PR #4566, opened 2026-06-30
Fix Elasticsearch domain instance type enum

### LINKED ISSUE #4565: E3652 false positive: AWS::Elasticsearch::Domain InstanceType enum uses OpenSearch '.search' names instead of legacy '.elasticsearch'
### Summary

`E3652` is a false positive for the `InstanceType` of the **legacy** `AWS::Elasticsearch::Domain` resource. cfn-lint validates it against an enum containing only OpenSearch-style `.search` names, so any valid legacy `.elasticsearch` instance type (e.g. `m6g.large.elasticsearch`) is rejected.

Affects **1.51.3** through **1.52.1** (latest).

### Reproduction

`repro.yaml`:

```yaml
Resources:
  Domain:
    Type: AWS::Elasticsearch::Domain
    Properties:
      ElasticsearchVersion: "7.10"
      ElasticsearchClusterConfig:
        InstanceType: m6g.large.elasticsearch
        InstanceCount: 1
      EBSOptions: { EBSEnabled: true, VolumeSize: 10 }
```

```console
$ cfn-lint --version
cfn-lint 1.52.1

$ cfn-lint repro.yaml
E3652 'm6g.large.elasticsearch' is not one of ['c4.2xlarge.search', ..., 'm6g.large.search', ..., 'ultrawarm1.medium.search'] in 'us-east-1'
repro.yaml:7:9
```

- **Expected:** `.elasticsearch`-suffixed instance types are accepted for `AWS::Elasticsearch::Domain`.
- **Actual:** rejected — the enum contains only `.search` names (note it lists `m6g.large.search` but not `m6g.large.elasticsearch`).

### Why `.elasticsearch` is correct for this resource

1. **The AWS API still enumerates `.elasticsearch` names** for the legacy service (queried 2026-06-30):

   ```console
   $ aws es list-elasticsearch-instance-types --elasticsearch-version 7.10 --region us-east-1
   { "ElasticsearchInstanceTypes": [ "m6g.large.elasticsearch", "m6g.xlarge.elasticsearch", ... ] }
   ```

   201 entries, all `.elasticsearch`, **zero `.search`**; `m6g.large.elasticsearch` is among them.

2. **The AWS docs use the `.elasticsearch` form** — [`ElasticsearchClusterConfig`](https://docs.aws.amazon.com/AWSCloudFormation/latest/UserGuide/aws-properties-elasticsearch-domain-elasticsearchclusterconfig.html) gives the example *"such as `m3.medium.elasticsearch`"* for `InstanceType` (and `DedicatedMasterType`).

3. **The upstream provider schema does not constrain this property** — it defines `ElasticsearchClusterConfig.InstanceType` as free-form `{ "type": "string" }`. The enum is added only by cfn-lint's pricing-sync extension, so the rejection is an over-constraint introduced by cfn-lint.

(The separate `AWS::OpenSearchService::Domain` resource correctly uses `.search` names, validated by `E3653`.)

### Root cause

The enum at

```
src/cfnlint/data/schemas/extensions/aws_elasticsearch_domain/elasticsearchclusterconfig_instancetype_enum.json
```

was an empty placeholder (`{"description": "Automatically updated using update_specs_from_pricing"}`) through 1.51.2, then was populated with `.search`-only per-region enums in 1.51.3 (commit 7d296bb3, #4523). Per #4525, the legacy `AWS::Elasticsearch::Domain` now pulls from the same pricing data as `AWS::OpenSearchService::Domain`; since that data uses unified OpenSearch `.search` names, the legacy resource ended up with `.search` names instead of its own `.elasticsearch` names.

### Suggested fix

Populate the `aws_elasticsearch_domain` `InstanceType` enum with the legacy `.elasticsearch` values (e.g. from `aws es list-elasticsearch-instance-types`) rather than the OpenSearch `.search` values — i.e. the pricing sync should not map OpenSearch instance-type names onto the legacy resource. (Since the upstream schema leaves the property unconstrained, dropping the enum for this resource would also resolve it.)

---

*Researched and drafted with [Claude Code](https://claude.com/claude-code). The reproduction, the `aws es` query, and the provider-schema inspection were run and verified before filing.*

0xTaoZ:
## What
Fixes the regional instance type enum used by `AWS::Elasticsearch::Domain` so the legacy Elasticsearch resource accepts `.elasticsearch` instance type names instead of OpenSearch `.search` names.

## Why
`AWS::Elasticsearch::Domain` still uses legacy Elasticsearch instance type names such as `m6g.large.elasticsearch`. The enum for E3652 was populated with `.search` values, which causes valid legacy templates to fail linting.

Fixes #4565.

## Details
This updates the generated enum data for the legacy Elasticsearch resource while leaving the OpenSearch resource enum separate. I also added a good fixture covering the false-positive case from #4565.

If maintainers prefer this to be fixed in the pricing/spec update path instead of committing the generated enum directly, I am happy to adjust the PR.

## Testing
- `git diff --check`
- confirmed `m6g.large.elasticsearch` is present in the `us-east-1` enum and `m6g.large.search` is no longer present for the legacy Elasticsearch enum

Note: full local `cfn-lint` execution could not complete in my environment because enhanced schema download failed with a local SSL certificate verification error.


kddejong:
Thanks for submitting @0xTaoZ based on this I submitted #4569 if you can review that it would be great but this should resolve it going forward.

==*==

Every line that contains the string "Fixes" should be copied from the records.

_Exercise response:_
Fixes the regional instance type enum used by `AWS::Elasticsearch::Domain` so the legacy Elasticsearch resource accepts `.elasticsearch` instance type names instead of OpenSearch `.search` names.
Fixes #4565.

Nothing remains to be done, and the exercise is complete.